── Available records
PR #24559, opened 2020-07-15
chore: cherry-pick fix from chromium issue 1074317

zcbenz:
[1074317] [High] [CVE-2020-6511]: Security: The CSP reports and stacktraces of errors leaks post-redirect URL for <script>
Backport https://chromium.googlesource.com/chromium/src/+/0b707cbaa2cb806162797be55caf9f8074fbdccf

Notes: fix: remove leaks of post-redirect URL for `<script>`  in the CSP reports and stacktraces of errors (Chromium security issue 1074317)


deepak1556:
The CL indicates a change in behavior that might break some users, should that be explicitly called out in the release notes ?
────
Could each line above be retyped exactly?

**Exercise output**
PR #24559, opened 2020-07-15
chore: cherry-pick fix from chromium issue 1074317

zcbenz:
[1074317] [High] [CVE-2020-6511]: Security: The CSP reports and stacktraces of errors leaks post-redirect URL for <script>
Backport https://chromium.googlesource.com/chromium/src/+/0b707cbaa2cb806162797be55caf9f8074fbdccf

Notes: fix: remove leaks of post-redirect URL for `<script>`  in the CSP reports and stacktraces of errors (Chromium security issue 1074317)


deepak1556:
The CL indicates a change in behavior that might break some users, should that be explicitly called out in the release notes ?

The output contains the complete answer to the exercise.